Taxe sur les superprofits : Aurore Bergé menace les entreprises, "si les efforts ne sont pas assez soutenus"

Taxe sur les superprofits : Aurore Bergé menace les entreprises, "si les efforts ne sont pas assez soutenus"
La présidente du groupe Renaissance à l'Assemblée nationale, Aurore Bergé, le 11 juillet 2022.

publié le vendredi 05 août 2022 à 11h16

"Notre enjeu, c'est de faire en sorte que là où vous avez des profits nettement supérieurs à ce qu'ils ont pu être dans les années passés, il y a de la redistribution", a résumé la présidente du groupe Renaissance à l'Assemblée nationale, Aurore Bergé, sur Europe 1 ce vendredi 5 août.

Le débat se poursuit autour de la taxations des superprofits. Ce vendredi 5 août, la présidente du groupe Renaissance à l'Assemblée nationale, Aurore Bergé, a prévenu les entreprises au micro d'Europe 1.

"Si les efforts ne sont pas assez soutenus, si ces entreprises ne contribuent pas assez, ne redistribuent pas assez aussi vis-à-vis de leurs propres salariés en France, on ne s'interdira évidemment pas d'avoir cette réflexion en matière fiscale", a-t-elle assuré.
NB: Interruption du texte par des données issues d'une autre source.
PR #7796, opened 2025-07-12
Fix segfault when parsing a corrupt def file

Faholan:
DEF error numbers are handled by the defError function with an offset of 5000.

"C'est un vrai débat qu'on a eu et c'est un débat qu'on aura sans doute. Les entreprises doivent évidemment payer des impôts en France et nous sommes la majorité qui a permis, notamment, que les fameux Gafa payent enfin de la fiscalité en Europe et en France. On est très à l'aise sur la nécessité de ces grandes entreprises à contribuer fiscalement en France", a expliqué Aurore Bergé.

Puis d'estimer que les superprofits sont "difficiles à caractériser." "Les Insoumis veulent taxer systématiquement, on a échappé à de nombreuses nouvelles taxes. Notre enjeu, c'est de faire en sorte que là où vous avez des profits nettement supérieurs à ce qu'ils ont pu être dans les années passés, il y a de la redistribution", a résumé la présidente du groupe Renaissance à l'Assemblée nationale.

"Valait-il mieux une taxe -un produit différé pour les Français dans un an, deux ans, trois ans- ou valait-il mieux tout de suite une baisse des prix ? Sur l'essence, je préfère qu'on ait dès septembre 30 centimes de baisse grâce à l'État et 20 centimes supplémentaires avec le concours de Total", a-t-elle justifié.

Les MoDem pour une "réflexion" à l'automne  

Dans la majorité, les députés MoDem ont plaidé cette semaine pour une "réflexion" à l'automne sur la taxation des "superprofits" d'entreprises, "une question qui taraude nos concitoyens", renvoyant notamment à une "mission flash" lancée par la commission des Finances.

Majorité et LR ont rejeté les amendements sur le sujet lors de la discussion du paquet pouvoir d'achat à l'Assemblée et au Sénat. Selon le porte-parole du groupe MoDem Bruno Millienne, c'est malgré tout "un sujet d'actualité" : "C'est vrai que quand vous en discutez autour de vous, pas une personne ne va vous dire qu'elle trouve ça décent que certaines entreprises fassent des profits considérables en pleine période d'inflation", quand "les gens ont du mal à boucler les fins de mois".

"On ne pourra pas s'exonérer de cette réflexion. Je ne sais pas si ça aboutira sur quelque chose mais la réflexion sera portée par tous les groupes" à l'automne durant l'examen du budget, a assuré le centriste.